Rolling hills and rugged mountains dominate the western highlands.

eSwatini, Eswatini, Swaziland. Call it what you like and write it as you wish this small kingdom in the south-eastern corner of Africa has held a special charm for me since my first brief visit in 1987.

Those days Swaziland, as it was previously called, was a short hop, skip and jump across the border where apartheid South Africa was strictly censored and policed while the neighbouring countries freely allowed the unspeakable sins of gambling, soft-porn movies and inter-racialism. An irresistible lure for many South Africans who stole across the border for a weekend of transgression without telling the dominee.

My trip was slightly less covert. Our company had booked into the Royal Swazi Spa for a three-day “planning conference” and all managers with their partners were required to attend. But it could never be three days of all work and no play. One entertainment that was arranged for us was a fun motor rally through the surrounding hills. Clues were given to navigators and penalties were incurred if drivers drove too fast and arrived too soon. It was an enjoyable way of exploring the sights of this small but diverse country.

Eastern eSwatini’s lush vegetation.

Now, in November 2018, The Kingdom of Swaziland had by decree of King Mswati III been recently renamed The Kingdom of eSwatini but little else has changed since my first visit all those years ago.

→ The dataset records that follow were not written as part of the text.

PR #6238, opened 2026-08-19
feat(jira): two-way sync between Jira boards and the task board

viktormarinho:
## Summary

Opt-in, per-org Jira Cloud integration that mirrors an Agile board into the task
board and pushes agent progress back to Jira. The end state is that Jira becomes
a remote control for the agent: move an issue into a todo column and the Super
Agent picks it up, with status and comments flowing back to the issue.

**Pull** — incremental, driven by a DBOS cron every 10min with a webhook as the
fast path. Issues on the configured board become cards; Jira comments become
card comments. Board membership is `/board/{id}/issue` minus
`/board/{id}/backlog` minus epics (the Backlog tab is not a visible card, and
`standardIssueTypes()` in JQL excludes subtasks but *not* epics), narrowed
further by an optional per-tenant JQL filter. The watermark drives a relative
`updated >= -Xm` JQL with `ORDER BY updated ASC`, capped at 500 issues/run with
a 5min overlap — a truncated run resumes on the next tick rather than skipping
issues.

**Push** — durable, through one queue partitioned per org at concurrency 1, so
posting order is guaranteed. Card status changes resolve a transition by
inverting the tenant's status mapping; card comments post to the issue. Both
directions carry an echo guard (link rows + the integration's own `accountId`),
so a write we pushed is not re-pulled as an inbound change, and re-entrant
workflow steps are idempotent.

**Configuration** is per tenant, against the board's real column names — no
column naming is assumed, so any team's board vocabulary works. Settings →
Tasks holds connect, board select, column mapping, JQL filter, the
`auto_delegate` toggle, enable/sync-now, and the webhook URL with registration
steps.

Field sync (title/description/priority) is pull-only. Credentials are validated
on save via `myself()`; the API token lives in the vault and is never echoed
back. The webhook payload is never parsed — it is a debounced wake-up, and the
secret in the URL is the auth, since Jira admin webhooks are unsigned.

## Notable design points

- **Cards are written as `jira`, not `system`** — `system` is the reports
  importer's identity and freezes title/description.
- **Inbound status only applies when the Jira-side status actually changed**, so
  editing an issue's fields cannot drag a card backwards from where the agent
  moved it.
- **Status push is hooked into `emitTaskBoardUpdated`** — the single funnel for
  every board write — via a dynamic import to break the module cycle, skipping
  writes whose `updatedBy` is `jira`.
- **The initial import never auto-delegates**, otherwise connecting a board with
  N open issues would kick off N agent runs.
- The push queue is registered in `RUN_QUEUES`; without that, a split api/worker
  deploy would enqueue work nothing executes.
- Wiki v2 markup is converted by a real parser (block extractor + per-line rules
  + inline char scanner), not a regex pile, since Jira serves either ADF trees
  or v2 strings depending on the endpoint.

## Migrations

One new migration (`171`), not deployed anywhere yet — it lands with this PR. It
adds `org_jira_integrations` (one per org, vault-backed token, board id/name,
status mapping, JQL filter, `auto_delegate`, DB-generated unique webhook secret,
watermark + last error) and the two link tables that make the echo guard and
idempotency possible.

## Testing

- `bun test apps/api/src/jira` — 17 unit tests (client 8, wiki-markdown 9).
- `bun run check`, `bun run lint` (0 errors), `bun run fmt`, `bunx knip` all
  clean.
- Exercised end to end against a real Jira Cloud board on a local dev org:
  ~200 issues imported as an exact mirror of the board's three columns, 175+
  comments pulled, repeated syncs produce no duplicates, and comment/status
  pushes land on the issue.

Screenshots of the settings page are omitted deliberately — the only instance
configured today points at a customer's board, and this repo is public. Happy to
attach shots from a synthetic board if useful.

## Follow-ups

Known gaps, none blocking the happy path: deletions (a deleted or
backlog-moved issue orphans its card), comment edits/deletes do not propagate,
replies arrive flat, agent screenshots go over as relative URLs, identity
mapping (Jira `accountId` ↔ Studio user), finer 429 handling via
`@decocms/shared/std` `retry`, black-box e2e in `packages/e2e` against a fake
Jira, docs in `apps/docs`, and multi-board/multi-site (the schema already
carries an `id` PK; it needs the per-org UNIQUE relaxed).

Open design questions for review: whether `auto_delegate` should generalize the
existing org-wide auto-assign flag instead of being per-integration, whether
every agent comment should cross over or only milestones, and the conflict
policy when both sides change at once.

---
## Summary by cubic
Adds an opt‑in Jira Cloud integration that mirrors a Jira board to the task board and pushes status and comments back to Jira. Previously there was no Jira sync; now mapped issues appear as cards, card comments post to the issue, and status changes sync both ways with echo guards.

Pull is board‑centric via the Agile API (board issues minus Backlog, epics excluded) with an optional per‑org JQL filter. It runs incrementally by watermark with overlap, orders asc, caps per run, and marks an issue processed only after its comments import; field sync (title/description/priority) is pull‑only. A webhook at POST /api/_jira/webhook/:secret acts as a debounce wake‑up between ~10‑minute cron ticks. Jira wiki v2 is parsed to markdown. Push is durable through a per‑org queue `JIRA_PUSH_QUEUE` (concurrency 1). Status pushes invert the org’s mapping, read the card’s current lane, and verify Jira’s current status before transitioning; comment pushes mirror board comments and are non‑retriable. The echo guard uses link rows and the integration `accountId`. `auto_delegate` assigns the Super Agent via an atomic claim; the initial import never auto‑delegates. `siteUrl` is restricted to Jira Cloud.

**Migrations and rollout**
- Run migration 171 to create `org_jira_integrations` and link tables.
- Ensure workers process `JIRA_PUSH_QUEUE` (added to `RUN_QUEUES`) and register the DBOS Jira sync workflow so pulls run.
- For each org, configure Settings → Tasks → Jira, map statuses, optionally enable `auto_delegate`, and register a Jira webhook to POST to `/api/_jira/webhook/:secret` using the per‑org secret.

<sup>Written for commit 7b819b094f65a5b5a46442e5f33b58d100ca5e7e. Summary will update on new commits.</sup>

<a href="https://cubic.dev/pr/decocms/studio/pull/6238?utm_source=github" target="_blank" rel="noopener noreferrer" data-no-image-dialog="true"><picture><source media="(prefers-color-scheme: dark)" srcset="https://www.cubic.dev/buttons/review-in-cubic-dark.svg"><source media="(prefers-color-scheme: light)" srcset="https://www.cubic.dev/buttons/review-in-cubic-light.svg">Review in cubic</picture></a>


viktormarinho:
Hardening pass on this branch after a review sweep. Everything below is in the
force-pushed single commit; `bun run check`, `lint`, `bunx knip` and
`bun test apps/api/src/jira` (19 tests) are green.

**Fixed — these were the blockers**

- **Plaintext tokens in the DBOS system DB.** The sync cron's work-list step
  returned vault-decrypted integrations, and DBOS persists step output, so every
  enabled org's Jira token was written to that table every 10 minutes. The step
  returns ids now; each leg re-reads and decrypts its own row.
- **SSRF with response echo.** `normalizeSiteUrl` took any dotted host. That URL
  is fetched server-side with the tenant's credentials and the response body
  surfaces in `last_sync_error`, so an `org:manage` principal could read whatever
  the API pod can reach. Restricted to Jira Cloud's own domain, with tests
  covering link-local, private, and look-alike hosts. Data Center support would
  need an explicit allowlist, not a loosening of this.
- **Two paid agent runs on one issue.** Auto-delegate assigned the Super Agent
  with a read-then-write, and the cron, a webhook wake-up (per-pod debounce) and
  a manual sync can all be mid-run on the same issue. Now an atomic conditional
  claim, same pattern as the existing in-review fences.
- **Comment duplicated up to 4x on a customer's issue.** The POST was retriable
  with no idempotency key. Now non-retriable — the comment is already safe in
  Studio, so a missed mirror beats four copies.
- **Issue left in the wrong column, permanently.** The status push trusted the
  lane captured at enqueue, and the enqueue runs after an await, so two quick
  moves could reach the queue out of order and the stale leg would transition the
  issue backwards. The pull can't undo that, because Jira then agrees with
  `jira_status`. It reads the card's current lane now, and asks Jira where the
  issue actually is before transitioning, which also closes the
  crash-between-POST-and-bookkeeping window.
- **Comments stranded forever.** The link's `jira_updated_at` advanced before the
  comment pull, so a failed fetch made the issue look unchanged from then on. It
  advances after the comments land; a new link is claimed at epoch so it still
  wins the UNIQUE against a concurrent run without lying about being processed.
- **First sync never completing.** A successful run over zero issues left
  `last_synced_at` NULL, which pinned the UI on "waiting for the first sync" and
  kept every later run counting as the initial import — the state that suppresses
  auto-delegation, i.e. the headline feature.
- **`enabled` without a board or mapping** was gated client-side only, so the
  cron could error every 10 minutes with nothing to self-heal it. Enforced in the
  tool; changing boards now turns the sync off along with the mapping it clears.
- A failed dynamic import of the Jira module no longer vanishes into an empty
  catch.

**Deliberately deferred** — real, none of them silent or destructive:

- The manual `JIRA_SYNC_RUN` still does the whole import inline in the request,
  so a large first import can outlive the HTTP call and a retry click can start a
  concurrent sync. Should move to the queue.
- The webhook's debounce is per-process, and that path runs the sync outside
  DBOS, so N replicas can sync one integration concurrently. Wasted API calls
  rather than lost data — the UNIQUE constraints hold and the auto-delegate fence
  above closes the expensive consequence. Wants the same wake-up to go through
  DBOS with a dedupe window.
- Column-mapping edits in settings rebuild the whole mapping from cache and
  full-value upsert it, so two fast edits lose the first.
- Rate limiting is still coarse; 429 handling should go through
  `@decocms/shared/std` `retry`.
- `171` collides with the migration number in #6023 — whoever merges second
  should renumber.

The Royal Swazi Sun is still a prime destination for those who can afford it and the surrounding countryside still holds a special charm that is unique to this country.

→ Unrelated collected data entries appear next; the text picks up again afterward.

PR #6244, opened 2026-08-19
ci: add Depot CI workflows alongside GitHub Actions

viktormarinho:
Adds `.depot/` generated by `depot ci migrate workflows`, which copies `.github/workflows/` into `.depot/workflows/` with Depot-compatibility fixes applied. The `.github/` originals are untouched and keep running on GitHub Actions, so this PR changes nothing about current CI.

## What the migrator did

95 changes across 32 workflows: 60 `runs-on` remaps to `depot-ubuntu-latest`, 25 local-action path rewrites to vendored `.depot/actions/` copies, 7 rewrites of self-referencing path filters, and 3 whitespace-only changes inside folded `if:` expressions.

Verified by parsing both YAML trees and diffing the resolved structures rather than reading the text diff. That mattered: the tool rewrites files via YAML round-trip and in 6 files flattened multi-line `run:` blocks into single escaped strings. The parsed values are identical, so there is no behavior change, but those files are noticeably harder to read. `on:` survived intact and comments were preserved. Both vendored composite actions are byte-identical to their `.github/actions/` originals.

Validation on the committed tree: 30 files, 56 jobs, 312 steps, 0 parse errors, 0 dangling `needs:`, every `./`-relative action resolves.

## Two manual corrections on top of the generated output

**Dropped `native.yml` and `release-native.yaml`.** The migrator remapped their five `macos-latest` jobs to `depot-ubuntu-latest`, flagging it only in a trailing comment. Those jobs build, codesign, and notarize the macOS app, so they cannot pass on Linux. Both workflows stay on GitHub Actions only. Nothing else referenced them except comments.

**Remapped matrix-supplied runners** in `release-studio.yaml` and `preview-build.yaml`. The migrator only rewrites literal `runs-on:` values, so the `ubuntu-latest` and `ubuntu-24.04-arm` entries feeding `runs-on: ${{ matrix.runner }}` in the native multi-arch Docker builds were left as GitHub labels. Remapped to `depot-ubuntu-latest` / `depot-ubuntu-24.04-arm`.

## Not done yet

- **Secrets are not imported.** The 17 secrets and 2 variables these workflows reference are not in Depot CI, so anything needing one fails until they are added. 6 of the 17 are Apple signing material used only by the two dropped workflows.
- **`.depot/` is a second source of truth.** Nothing keeps it in sync with `.github/`. `helm-test.yml` shows the shape of this: its drift check now parses `.depot/workflows/preview-build.yaml`, so on Depot CI it validates the Depot copy while GitHub Actions validates the GitHub copy.
- **`paths-ignore` still lists `.github/**`, not `.depot/**`** in `test.yml`, `e2e.yml`, `resilience.yml`, `multi-pod.yml`, `storage-integration.yml`, `sandbox-daemon.yml`, so editing a Depot workflow triggers the full suite on Depot CI.

Per Depot's docs these workflows only activate once merged to main, so no timing comparison is possible from this PR alone.

---
## Summary by cubic
Adds Depot CI workflows that mirror `.github/workflows/` so CI can run on Depot without changing GitHub Actions, and fixes Playwright installs to use the pinned local binary with a cache keyed to the resolved `@playwright/test` version. Old: CI ran only on GitHub Actions and used `npx playwright install` with a manifest-hash cache; New: Depot-compatible copies under `.depot/` plus `./node_modules/.bin/playwright install` and cache by resolved version. Side effects: `.depot/` is a second source of truth; Depot jobs run only after merge to `main`.

- Mirrored 32 workflows into `.depot/workflows/`: remapped `runs-on` to `depot-ubuntu-*`, rewrote local action paths to `.depot/actions/`, adjusted self-referencing path filters; kept macOS workflows (`native.yml`, `release-native.yaml`) on GitHub Actions; remapped matrix-provided runners in `release-studio.yaml` and `preview-build.yaml`; vendored shared actions (`setup-bun`, `start-minio`, `apt-mirror-fallback`). YAML was reserialized only.
- Stabilized Playwright in `.github/workflows/e2e.yml` and `.github/workflows/test.yml`; regenerated `.depot/` from the fixed sources to match. Cache now keys to the resolved Playwright version; installs call `./node_modules/.bin/playwright`.

- Required to enable green Depot runs: import 17 secrets and 2 variables into Depot; decide how to keep `.depot/` in sync with `.github/`; optionally add `.depot/**` to `paths-ignore` where we already ignore `.github/**`.

<sup>Written for commit 04c5bd79e0ff17377a305ac5dace128033d45f17. Summary will update on new commits.</sup>

<a href="https://cubic.dev/pr/decocms/studio/pull/6244?utm_source=github" target="_blank" rel="noopener noreferrer" data-no-image-dialog="true"><picture><source media="(prefers-color-scheme: dark)" srcset="https://www.cubic.dev/buttons/review-in-cubic-dark.svg"><source media="(prefers-color-scheme: light)" srcset="https://www.cubic.dev/buttons/review-in-cubic-light.svg">Review in cubic</picture></a>

### DIFF
--- a/.depot/actions/apt-mirror-fallback/action.yml
+++ b/.depot/actions/apt-mirror-fallback/action.yml
@@ -1,0 +1,100 @@
+name: Run an apt command with Ubuntu mirror fallback
+description: >-
+  Run a command that installs Ubuntu packages, retrying it against a different
+  Ubuntu mirror each time it stalls.
+
+  GitHub's hosted runners point apt at a mirrorlist (`/etc/apt/apt-mirrors.txt`)
+  whose first entry is `azure.archive.ubuntu.com`. When that mirror degrades it
+  does not fail — it crawls (37 kB/s measured on 2026-08-19, so a 21 MB font
+  download could not finish inside 5 minutes), and apt's own mirrorlist fallback
+  only triggers on a hard error, never on a slow transfer. This action gives
+  each mirror a hard wall-clock budget instead: blow the budget, rewrite the
+  mirrorlist to the next mirror, try again.
+
+inputs:
+  run:
+    description: >-
+      Shell command to run. Include `apt-get update` — the mirror changes
+      underneath it between attempts, so its package lists must be refetched.
+    required: true
+  timeout-seconds:
+    description: Wall-clock budget for one mirror's attempt.
+    default: "120"
+  mirrors:
+    description: >-
+      Ubuntu archive mirrors to try, in order, one per line. Every entry must
+      carry the -security pocket as well as the release pocket, because the
+      runner's sources point both at this one mirrorlist.
+    default: |
+      http://azure.archive.ubuntu.com/ubuntu/
+      http://mirrors.edge.kernel.org/ubuntu/
+      http://archive.ubuntu.com/ubuntu/
+
+runs:
+  using: composite
+  steps:
+    - name: Run with Ubuntu mirror fallback
+      shell: bash
+      env:
+        APT_FALLBACK_RUN: ${{ inputs.run }}
+        APT_FALLBACK_TIMEOUT: ${{ inputs.timeout-seconds }}
+        APT_FALLBACK_MIRRORS: ${{ inputs.mirrors }}
+      run: |
+        set -uo pipefail
+
+        # Bound apt's own network waits so a dead connection fails inside the
+        # per-mirror budget instead of consuming all of it.
+        sudo tee /etc/apt/apt.conf.d/99-ci-mirror-fallback >/dev/null <<'APTCONF'
+        Acquire::Retries "2";
+        Acquire::http::Timeout "20";
+        Acquire::https::Timeout "20";
+        APTCONF
+
+        # A timed-out attempt leaves apt-get/dpkg alive holding the dpkg lock,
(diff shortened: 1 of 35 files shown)


viktormarinho:
Closing — we evaluated Depot CI and are not adopting it.

Measured on this branch, same commit on both providers: 43% faster wall clock (8.8 min → 5.0 min) and 33% on the e2e critical path, with the win concentrated in CPU-bound jobs (`build` -36%, `typecheck` -28%) and a ~20s per-job overhead that makes trivial jobs slower (`changes` 5s → 22s).

What ruled it out was compatibility, not speed. Three workflows cannot pass on Depot runners: the sandbox proxy tests bind `::1` and Depot has no IPv6 loopback; `github/codeql-action` needs a GitHub Actions run identity that does not exist off GitHub; and the five macOS jobs have no Depot equivalent at all (the migrator silently remapped them to Linux). Adopting it would mean a hybrid setup plus a permanently duplicated `.depot/` tree with nothing keeping it in sync with `.github/`.

One thing worth keeping came out of it: the cold-cache Playwright install path is broken on main, and Depot's separate cache namespace is what exposed it. Split out into #6259.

A family of Egyptian Geese on an outing.

eSwatini is tiny (smaller than the Kruger National Park) in comparison to neighbouring South Africa but it packs a serious punch in what it offers visitors. Several trips still haven’t been enough take in all its history, culture, arts, wildlife, adventure activities and many other attractions. There always seems to be something new to discover. Whether you want to be pampered in five-star luxury or test your 4×4’s abilities, eSwatini has it all and it’s less than four hours’ drive from Johannesburg or Pretoria.

But be warned, this is not a visit that’s going to be rushed. The pace of life palpably slows down between getting your exit stamp from South Africa and entry stamp into eSwatini. Leave your impatience at the border, slow down, relax and enjoy a destination which is so similar yet so different from South Africa.

Life moves at an easy pace in eSwatini.

For the next few posts I’ll be sharing my experiences. I hope you’ll enjoy it as much as I did.

After driving along the eSwatini border on the South African side, I entered the country without fuss at the Oshoek/Nqwenya border-post, the largest and busiest of no less than eleven entry points from South Africa.